[EXTRACTED INFORMATION]

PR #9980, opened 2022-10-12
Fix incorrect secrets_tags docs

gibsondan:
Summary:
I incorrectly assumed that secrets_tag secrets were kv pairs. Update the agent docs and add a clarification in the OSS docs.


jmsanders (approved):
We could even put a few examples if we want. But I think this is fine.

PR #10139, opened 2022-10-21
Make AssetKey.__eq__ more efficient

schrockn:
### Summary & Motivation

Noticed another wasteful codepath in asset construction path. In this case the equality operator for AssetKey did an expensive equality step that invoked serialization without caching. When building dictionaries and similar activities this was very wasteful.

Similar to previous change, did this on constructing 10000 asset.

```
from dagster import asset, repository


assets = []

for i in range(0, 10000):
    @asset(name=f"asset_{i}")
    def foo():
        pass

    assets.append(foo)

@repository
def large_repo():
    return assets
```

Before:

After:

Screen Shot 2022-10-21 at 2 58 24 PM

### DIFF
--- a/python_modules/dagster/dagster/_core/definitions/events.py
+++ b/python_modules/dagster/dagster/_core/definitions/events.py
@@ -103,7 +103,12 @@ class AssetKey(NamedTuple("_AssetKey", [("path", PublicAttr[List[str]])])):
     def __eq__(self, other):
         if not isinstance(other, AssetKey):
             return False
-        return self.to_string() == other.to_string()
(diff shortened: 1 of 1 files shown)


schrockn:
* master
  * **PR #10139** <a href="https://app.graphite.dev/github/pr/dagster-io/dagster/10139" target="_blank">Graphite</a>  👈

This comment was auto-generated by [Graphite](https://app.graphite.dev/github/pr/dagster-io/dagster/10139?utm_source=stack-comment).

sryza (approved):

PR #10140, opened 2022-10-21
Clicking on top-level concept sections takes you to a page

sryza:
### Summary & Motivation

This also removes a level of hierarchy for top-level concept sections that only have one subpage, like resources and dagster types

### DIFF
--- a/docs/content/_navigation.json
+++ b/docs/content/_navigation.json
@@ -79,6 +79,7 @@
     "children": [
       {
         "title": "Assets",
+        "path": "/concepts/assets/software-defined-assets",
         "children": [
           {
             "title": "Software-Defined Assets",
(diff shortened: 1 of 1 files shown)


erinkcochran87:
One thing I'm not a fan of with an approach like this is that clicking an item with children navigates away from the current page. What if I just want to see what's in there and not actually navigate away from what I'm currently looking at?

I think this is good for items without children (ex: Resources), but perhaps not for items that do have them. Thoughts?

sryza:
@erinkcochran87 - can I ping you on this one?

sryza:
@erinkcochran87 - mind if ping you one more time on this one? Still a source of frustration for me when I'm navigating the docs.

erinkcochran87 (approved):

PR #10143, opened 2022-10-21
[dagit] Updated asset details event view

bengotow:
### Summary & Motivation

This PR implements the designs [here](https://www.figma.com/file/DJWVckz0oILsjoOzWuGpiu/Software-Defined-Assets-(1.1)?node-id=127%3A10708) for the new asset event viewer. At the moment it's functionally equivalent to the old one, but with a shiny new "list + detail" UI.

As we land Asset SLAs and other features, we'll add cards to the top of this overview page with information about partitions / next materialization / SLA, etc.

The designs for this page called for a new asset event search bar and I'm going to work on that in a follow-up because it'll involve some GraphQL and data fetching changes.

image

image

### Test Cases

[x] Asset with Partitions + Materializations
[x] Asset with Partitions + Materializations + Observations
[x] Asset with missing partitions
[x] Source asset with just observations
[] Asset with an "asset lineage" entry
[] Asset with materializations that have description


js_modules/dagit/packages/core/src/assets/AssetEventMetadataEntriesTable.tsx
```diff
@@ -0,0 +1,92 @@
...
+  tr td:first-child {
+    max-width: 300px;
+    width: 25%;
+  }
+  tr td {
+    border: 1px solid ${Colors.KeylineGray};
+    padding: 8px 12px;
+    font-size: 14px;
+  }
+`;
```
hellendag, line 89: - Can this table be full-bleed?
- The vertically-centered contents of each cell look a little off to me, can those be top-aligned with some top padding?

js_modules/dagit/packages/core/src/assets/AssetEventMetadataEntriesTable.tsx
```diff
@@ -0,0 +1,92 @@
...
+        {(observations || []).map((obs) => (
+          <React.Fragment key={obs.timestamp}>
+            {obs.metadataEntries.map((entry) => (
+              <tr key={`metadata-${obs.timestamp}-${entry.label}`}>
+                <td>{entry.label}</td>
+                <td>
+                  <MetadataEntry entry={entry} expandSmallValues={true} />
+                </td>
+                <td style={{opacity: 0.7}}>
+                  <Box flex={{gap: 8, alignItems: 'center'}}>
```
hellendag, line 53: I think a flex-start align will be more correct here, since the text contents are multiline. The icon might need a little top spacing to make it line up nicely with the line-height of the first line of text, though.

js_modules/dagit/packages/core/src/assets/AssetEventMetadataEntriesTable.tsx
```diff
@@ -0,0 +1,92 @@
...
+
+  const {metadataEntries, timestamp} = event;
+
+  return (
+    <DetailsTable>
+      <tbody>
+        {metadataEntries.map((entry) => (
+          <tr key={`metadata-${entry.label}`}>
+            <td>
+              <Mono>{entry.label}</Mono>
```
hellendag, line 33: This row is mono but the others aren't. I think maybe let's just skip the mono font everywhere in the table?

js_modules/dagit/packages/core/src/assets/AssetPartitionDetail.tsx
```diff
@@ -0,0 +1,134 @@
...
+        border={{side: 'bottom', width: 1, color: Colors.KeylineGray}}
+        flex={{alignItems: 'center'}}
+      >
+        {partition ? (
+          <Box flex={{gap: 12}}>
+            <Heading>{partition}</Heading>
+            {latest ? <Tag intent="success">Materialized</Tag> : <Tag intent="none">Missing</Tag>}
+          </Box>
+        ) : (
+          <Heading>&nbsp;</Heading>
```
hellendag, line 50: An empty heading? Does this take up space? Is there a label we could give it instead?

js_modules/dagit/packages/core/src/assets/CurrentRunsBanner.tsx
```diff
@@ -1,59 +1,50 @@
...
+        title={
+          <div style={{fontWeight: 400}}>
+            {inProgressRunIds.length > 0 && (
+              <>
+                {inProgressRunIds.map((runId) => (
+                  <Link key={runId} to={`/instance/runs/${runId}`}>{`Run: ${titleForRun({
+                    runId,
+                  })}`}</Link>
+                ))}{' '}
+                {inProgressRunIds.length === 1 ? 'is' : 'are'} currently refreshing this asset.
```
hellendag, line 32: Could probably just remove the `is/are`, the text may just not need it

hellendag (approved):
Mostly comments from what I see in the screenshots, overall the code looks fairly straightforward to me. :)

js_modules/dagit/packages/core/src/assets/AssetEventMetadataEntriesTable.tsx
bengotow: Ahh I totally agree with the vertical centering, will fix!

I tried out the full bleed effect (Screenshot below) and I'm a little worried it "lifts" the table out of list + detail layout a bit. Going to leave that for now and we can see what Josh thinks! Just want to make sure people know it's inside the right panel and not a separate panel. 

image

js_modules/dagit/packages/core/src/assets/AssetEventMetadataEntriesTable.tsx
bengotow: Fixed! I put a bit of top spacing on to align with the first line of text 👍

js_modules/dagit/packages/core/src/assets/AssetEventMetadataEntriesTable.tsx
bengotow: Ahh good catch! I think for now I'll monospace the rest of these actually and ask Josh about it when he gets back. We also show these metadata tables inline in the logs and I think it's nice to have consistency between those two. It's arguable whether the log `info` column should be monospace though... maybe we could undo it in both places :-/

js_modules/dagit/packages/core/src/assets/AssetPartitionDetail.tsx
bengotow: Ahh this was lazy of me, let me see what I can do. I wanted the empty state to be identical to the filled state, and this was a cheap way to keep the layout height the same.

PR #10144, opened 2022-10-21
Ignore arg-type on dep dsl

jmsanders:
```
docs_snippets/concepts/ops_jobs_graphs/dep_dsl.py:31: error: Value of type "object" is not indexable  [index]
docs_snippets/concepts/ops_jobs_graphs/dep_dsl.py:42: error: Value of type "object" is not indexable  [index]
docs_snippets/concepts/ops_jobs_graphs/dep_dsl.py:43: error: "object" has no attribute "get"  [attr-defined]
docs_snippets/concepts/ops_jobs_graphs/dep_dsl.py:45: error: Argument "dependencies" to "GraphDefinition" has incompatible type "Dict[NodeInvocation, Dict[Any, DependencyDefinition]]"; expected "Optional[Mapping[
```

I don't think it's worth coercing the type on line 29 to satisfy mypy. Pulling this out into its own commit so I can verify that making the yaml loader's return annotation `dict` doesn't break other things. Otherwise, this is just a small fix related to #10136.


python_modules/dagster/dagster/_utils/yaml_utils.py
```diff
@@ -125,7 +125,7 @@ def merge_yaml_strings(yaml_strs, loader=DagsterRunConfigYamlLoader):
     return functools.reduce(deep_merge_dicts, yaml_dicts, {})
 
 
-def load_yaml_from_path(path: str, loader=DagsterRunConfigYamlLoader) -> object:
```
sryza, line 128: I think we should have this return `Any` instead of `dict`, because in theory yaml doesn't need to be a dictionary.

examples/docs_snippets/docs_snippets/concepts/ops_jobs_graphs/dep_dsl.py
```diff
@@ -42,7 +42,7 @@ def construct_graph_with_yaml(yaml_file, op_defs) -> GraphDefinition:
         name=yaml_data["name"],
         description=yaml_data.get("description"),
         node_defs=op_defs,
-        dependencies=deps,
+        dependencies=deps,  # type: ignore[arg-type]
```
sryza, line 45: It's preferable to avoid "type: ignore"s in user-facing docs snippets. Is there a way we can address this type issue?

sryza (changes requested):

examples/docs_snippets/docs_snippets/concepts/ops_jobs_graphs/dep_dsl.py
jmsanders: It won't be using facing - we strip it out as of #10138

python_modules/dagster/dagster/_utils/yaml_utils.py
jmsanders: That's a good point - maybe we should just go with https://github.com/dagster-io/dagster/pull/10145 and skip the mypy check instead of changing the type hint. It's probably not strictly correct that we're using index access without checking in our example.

[/EXTRACTED INFORMATION]

Restate word for word the lines in the material above from the one with "### Test Cases" to the one with "[] Asset with an"; both of those lines count, and nothing else does.

PROBLEM SOLUTION:
### Test Cases

[x] Asset with Partitions + Materializations
[x] Asset with Partitions + Materializations + Observations
[x] Asset with missing partitions
[x] Source asset with just observations
[] Asset with an "asset lineage" entry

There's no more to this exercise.